» YOUR GOAL: Copy out all of the entries, keeping every word the same.
-------- INFORMATION --------
PR #4351, opened 2019-12-10
Deprecate CONTRIBUTORS.txt and replace by git shortlog command

stefanv:
The CONTRIBUTORS.txt file was not being consistently updated, so there's
not much sense in keeping it around as a mechanism of credit.


stefanv:
Thanks for the quick review and merge, @jni and @soupault. Much appreciated!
--------
» ANSWER AREA:
PR #4351, opened 2019-12-10
Deprecate CONTRIBUTORS.txt and replace by git shortlog command

stefanv:
The CONTRIBUTORS.txt file was not being consistently updated, so there's
not much sense in keeping it around as a mechanism of credit.


stefanv:
Thanks for the quick review and merge, @jni and @soupault. Much appreciated!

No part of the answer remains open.